An hour later their destination loomed large in their front port. It had moved position—toward Jupiter. The Immortal had already begun its furious thrust, aimed it like a titanic cannonball for Ganymede. He had said he was doing it by means of a force-beam—a closed beam of artificial force which could be made more rigid and gripping than a solid bar of steel York had used small force-beams himself, at times, to anchor his ship above strange worlds whose surfaces were not attractive for landing.

But this Immortal’s force-beam was one designed to move a world. Only one force was capable of moving a world—another world’s gravity field. He was either pulling it, or pushing it, by means of some great gravity field. If pulling, he was using Jupiter’s gravity field. If pushing, he was drawing power from the distant Sun’s field. Figuring rapidly, York decided he was probably doing the former, since Jupiter was so much nearer and more effective.

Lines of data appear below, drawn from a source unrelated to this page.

PR #2871, opened 2021-12-11
docs: Simplified Chinese Version

lecepin:
Simplified Chinese version of the document.

image


davidkpiano:
Thank you for this, @lecepin! We will be reviewing this soon; it's probably a good idea for us to find someone else who also knows simplified Chinese so we can have multiple people reviewing it.

laurakalbag:
Thanks for all your hardwork, @lecepin. I don’t read the language, but have otherwise reviewed the content with the assistance of a translation engine and really appreciate your hard work. This is ready to merge, I’m just going to add an update in the docs updates to direct people to this translation.

PR #2875, opened 2021-12-12
[v5] Remove strict mode

davidkpiano:
This PR removes `strict: true` behavior.


.changeset/breezy-boxes-press.md
```diff
@@ -0,0 +1,19 @@
+---
+'xstate': major
+---
+
+Strict mode is no longer available. Instead, wildcard transitions should be used to explicitly handle undesired events:
```
Andarist, line 5: This sort of has already been removed from the `next` branch but it might not be obvious to users and since this changeset mentions "strict mode" being removed I think it's worth mentioning that here too. In v4 the `.strict` property has also controlled the behavior related to rejected promise actors:
https://github.com/statelyai/xstate/blob/80bfe1542f1d10261698562c80954aa8bad81246/packages/core/src/interpreter.ts#L1058

davidkpiano: > This sort of has already been removed from the `next` branch but it might not be obvious to users and since this changeset mentions "strict mode" being removed I think it's worth mentioning that here too.

Sorry, what should be mentioned exactly in the changeset?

He slowed his ships mad pace and took up an orbital path around its Jupiter side. If the Immortal was on this side at all, he must be at one certain spot—the spot bisected by an imaginary line drawn from the center of the moon to the position in Jupiter’s orbit where Jupiter would be in twelve hours, and where Ganymede would be an hour later.

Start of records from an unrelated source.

PR #3380, opened 2022-06-04
[xstate/test] Narrow down the `event` type passed to `EventExecutor` based on the key

Silverwolf90:
This narrows down the type of the `event` in the `EventExecutor` to the type that it's keyed by.

I think this is the intention of the code -- am I correct?

### DIFF
--- a/packages/xstate-test/src/types.ts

His quarry’s distance from the moon’s surface was one factor York could not foretell. It, depended purely on the design of the force-beam projector he used. Thus, although York had the search narrowed down geographically, he had to hunt hit-or-miss in the third dimension spaceward from the lost moon’s surface.

York wasted four precious hours searching for the invisible, silent, undetectable space-tractor with which the Immortal was catapulting the lost moon homeward. He spent only an hour on the sunward side, where the sunlight would have quickly revealed any lurking ship. All this while the derelict moon’s speed increased and it had already negotiated half the distance to Jupiter. In another five hours—

“The proverbial needle in the hay-stack,” York muttered to his wife. His face was strained. Suddenly he snapped his fingers. “We’ll have to take a chance,” he said grimly.

The chance of being crushed by the terrific force-beam itself, designed to handle millions of tons of mass, with toy-like ease. York simply shuttled his ship back and forth over the general area under which the force-beam must be anchored. He rode ten miles over the surface, to give himself leeway. His weaving course would eventually run him into the path of the force-beam.